В моем выдуманном мире кончается лето. Близится жатва. Народы приоконного континента живут в изобилии, благоденствуют и не ждут ничего дурного, но обитатели дверного континента, с проклятьями царапающие плугами иссохшую, тощую землю, дышат завистью и войной.

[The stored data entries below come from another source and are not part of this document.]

PR #679, opened 2025-01-18
Fix DatePicker

hand-dot:
- Address the issue where the datepicker closes when selecting a time in `time` or `dateTime` mode
- Modify the datepicker’s button labels to use `i18n.ts` (not calender)
  - It felt unnatural to handle multilingual support within the schemas

### DIFF
--- a/packages/common/src/schema.ts
+++ b/packages/common/src/schema.ts
@@ -7,6 +7,8 @@ export const Dict = z.object({
   // -----------------used in ui-----------------
   cancel: z.string(),
   close: z.string(),
+  set: z.string(),
+  clear: z.string(),
   field: z.string(),
   fieldName: z.string(),
   align: z.string(),
--- a/packages/schemas/src/date/helper.ts
+++ b/packages/schemas/src/date/helper.ts
@@ -60,62 +60,43 @@ type PickerType = 'date' | 'time' | 'dateTime';
 interface Locale {
   label: string;
   adLocale: AirDatepickerLocale;
-  close: string;
   formatLocale: dateFns.Locale;
 }
 
-const LOCALE_MAP: Record<
-  string,
-  {
-    label: string;
-    adLocale: AirDatepickerLocale;
-    close: string;
-    formatLocale: dateFns.Locale;
-  }
-> = {
-  ar: { label: 'Arabic', adLocale: localeAr, close: 'يغلق', formatLocale: dateFns.ar },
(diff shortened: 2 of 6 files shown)


kyasu1:
Hmm, I think this change broke the buttons' label translation again... They are now following the Lang value, not the locale value, so the result is very weird as shown.

Screenshot 2025-01-18 at 21 31 19

Screenshot 2025-01-18 at 21 34 54

kyasu1:
Moreover, the datePicker is no longer closing when clicking outside, but we always need to click the Set button. This behavior is very frustrating. This happens in both the Designer and Form modes.

Screenshot 2025-01-18 at 21 39 35

kyasu1:
Also, since you are specifying 'ja' as the `lang` value in the following line,

https://github.com/pdfme/pdfme/blob/2ff80d1d557eabe618708b27440b4ff94d17653c/playground/src/FormAndViewer.tsx#L61

the users will always see the buttons' labels in Japanese in Form mode, regardless of the `Lang` or `Locale` values.

I understand that the playground is just an example of how to use this library. However, this inconsistency is very confusing for new users.

hand-dot:
@kyasu1 Thank you for checking again.

Yes, maybe this playground form move should be able to change lang option.

I guess this makes misleeding.

hand-dot:
at least we need to sepalete issue playdground and date kind schema.

I will update playground form mode lang option selectable.

hand-dot:
Update Playground: https://playground.pdfme.com/form-viewer
CleanShot 2025-01-19 at 12 53 07@2x

kyasu1:
Thank you for the quick update! It looks like it's working well. However, I think the buttons' labels should reflect the `Locale` value rather than the `Lang` value. As shown in the next screenshot, the calendar is in Russian, but the buttons are in Thai. This looks very weird.

Screenshot 2025-01-19 at 13 02 16

hand-dot:
Hmm, I see. Shall we create a translation adapted for the calendar?  
If you handle the task, I will review it right away.

kyasu1:
The following lines are what I suggested first time:

https://github.com/pdfme/pdfme/blob/37a6e1f70eb3e75105f8b30ddfd3536db160348e/packages/schemas/src/date/helper.ts#L76-L96

I think hard coding the translations of buttons here is valid, since they are usable in this schema only which depends on the external module. In this way, change of `Lang` on UI (Designer  / Form) will not affect to the datePicker language. The `Lang` value should be used only when placing a new component as you implmented. So I suggest not to use `i18n` in this case and revert to `5.2.13`...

Солнце врывается в зарешеченное окошко камеры. Мы знаем в лицо уже почти всех охранников и надзирателей. Косой, Рябой, Бандит (он — однорукий), Аль Пачино (со шрамом на лице), Кинг-Конг (у него большие вывернутые ноздри), Рузвельт (он сильно хромает и едва волочит ноги)… Никто из них, за исключением Косого, ни слова не знает по-английски (а если знает, то очень удачно скрывает). Косой знает слов примерно пять, но задавать ему вопросы все равно бесполезно. Из заключенных мы не знаем никого. Если у них и есть главарь, то это низкорослый индеец в джинсах и высоких ботинках, которые когда-то принадлежали Энди. Остальные — хотя и не все — относятся к нему с видимым почтением. Но для нас это не так уж важно. Парням нет до нас никакого дела; похоже, они вообще нас не замечают.
Во сне мы видим еду. Шоколад «Кэдбери», пончики с кремом, золотистую жареную рыбу с картошкой. И конечно, пиво. Настоящий «Гиннесс» — горьковатый, густой, бархатистый.
А еще мне снится она. Снятся ее глаза, ее улыбка. Снятся ее длинные ноги, глядя на которые так и хочется прикоснуться к ней, обнять, отнести ее на постель, расстегнуть зеленую юбку и снять белые трусики. Почувствовать на коже ее легкое дыхание. Войти в нее. Прижать. Пить ее сладкий пот. Лежать рядом с ней на прохладных белых простынях.
Но я сижу на бетонном полу, чешусь, скучаю, бросаю Скотчи пойманного сверчка, но он не реагирует, и я продолжаю сидеть неподвижно.
От скуки я выбираю одну из множества мух и пытаюсь следить за ней взглядом. Она опускается на край нашего ведра, взлетает, садится на Фергала, снова взлетает, снова летит к ведру, возвращается ко мне, откладывает что-то на мое предплечье (мне приходится замереть, чтобы не мешать ей), взлетает. В ее движениях мне чудится какая-то упорядоченность. Скотчи, Фергал, я… Мухи словно связывают нас воедино святым помазанием из ведра с нашим же жидким дерьмом.